So, als nächstes kommen wir zur Internetverbindung mit Linux.
Unter SuSE solltest Du mit YaST2 auf der KDE (Benutzeroberfläche wie Windows) diese Einstellungen wunderbar vornehmen können. Du brauchst dazu Deine Zugangsdaten zu Deinem Provider.
Eine gute Erklärung findest Du hierzu unter: http://www.lrz-muenchen.de/services/netzdienste/modem-isdn/isdnlnx/

Die anderen Einstellungen wie Nameserver usw. sind nur notwendig, wenn Du in Deinem internen Netzwerk auch darauf zugreifst, das scheint aber nicht der Fall zu sein. 

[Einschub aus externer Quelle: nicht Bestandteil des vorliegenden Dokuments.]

PR #349, opened 2015-06-26
Add travis config with linter

mambocab:
(Thank you, @knifewine)

This adds a travis configuration file to the repo. It'll run `pep8` on changed lines, so idiomatic-ness will only improve.

It also runs `pyflakes` via `flake8` on all files. It only reports on importing errors, since @ptnapoleon fixed all those and all of this type of error found should be new.

This PR also removes unused imports and `from module import *`, as found by `pyflakes`, so we don't start off with failing linters. It also cleans up the imports with `isort` because why not?

For the errors we've ignored and for PEP8 checking on the entire codebase, we can take it in chunks, or just improve things as we change tests, with the help of this linting.

### DIFF
--- a/.travis.yml
+++ b/.travis.yml
@@ -1,0 +1,14 @@
+language: python
+python:
+  - "2.7"
+install:
+  - pip install pep8 flake8
+script:
+  # we want pyflakes to check all files for unused imports only
+  # we use flake8 because it allows us to ignore other warnings
+  # exclude the thrift directories - they contain auto-generated code
+  - flake8 --ignore=E,W,F811,F812,F821,F822,F823,F831,F841,N8,C9 --exclude=thrift_bindings,cassandra-thrift .
+  # feed changed lines with no context around them to pep8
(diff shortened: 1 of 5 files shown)


mambocab:
I don't know who has permissions to do this, but someone will have to set up the Travis service for this repo. Is that helpdesk?

mambocab:
Bah, not ready for merge yet. Need to add a warning to the ignored `flake8` errors.

mambocab:
Force pushed the fix. Good to go. I'll still hold off on merging until helpdesk can turn the service on.

mambocab:
[Here is an example](https://github.com/mambocab/cassandra-dtest/pull/2#partial-pull-merging) of the checking in action on a PR. It should demonstrate that the config works.

ptnapoleon:
-1 to forgetting "Linter is coming" from that image macro. +1 to the PR.

mambocab:
It looks like the plumbing is in place. Merging.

Ich hoffe ich konnte Dir weiterhelfen und bei Fragen kannst Du Dich immernoch bei mir melden!

GreetZ
digi


----------



## Gabi (22. Januar 2002)

sorry digi für all die blöden Fragen,

aber muss ich jetzt den ganzen Code in der "smb.conf" rein tippen?
Die steht bei mir aber unter "ect/samba/smb.conf" und unter "usr/lib/comanche/conf/samba/smb.conf" und noch bei weiteren 
5 Verzeichnissen! 

Gabi


----------



## Marcus Roffmann (22. Januar 2002)

Ich hab kein Problem mit solchen Fragen! Ich bin ja da um zu helfen.
Du musst den Code in die "/etc/samba/smb.conf" reintippen. Bei anderen liegt sie immer wo anderst.


----------



## Gabi (22. Januar 2002)

Arbeitsgruppe? hmm ...

Kann ich da irgendwelchen Namen nehmen?


----------



## Marcus Roffmann (22. Januar 2002)

Du solltest die Arbeitsgruppe nehmen, in der auch Dein Windows-Rechner ist. Ist einfacher, da Du sonst in zwei getrennten Arbeitsgruppen suchen musst, was zu Geschwindigkeitseinbußen führen kann! Muss aber nicht, geht trotzdem schneller die Rechner dann zu finden!


----------



## Gabi (23. Januar 2002)

ich habe jetzt den ganzen code eingegeben, aber es geht 
irgendwie nicht.

ich hab dann 
"linux:/ # /usr/local/samba/bin/smbclient //Windows-Rechner//FREIGABE -U ***" ein gegeben,
der schreibt jetzt: "You have new mail in /var/spool/mail/***

wobei die "***" der benutzername ist, is das richtig?


----------



## dotmaster (23. Januar 2002)

*dickes Lob, digi...*

Danke...hast mir auch sehr geholfen......

Hut ab, daß sich jemand echt viel Mühe gibt Newbies die Sachen geduldig zu erklären...viele Freaks sitzen einfach nur auf ihrem Wissen...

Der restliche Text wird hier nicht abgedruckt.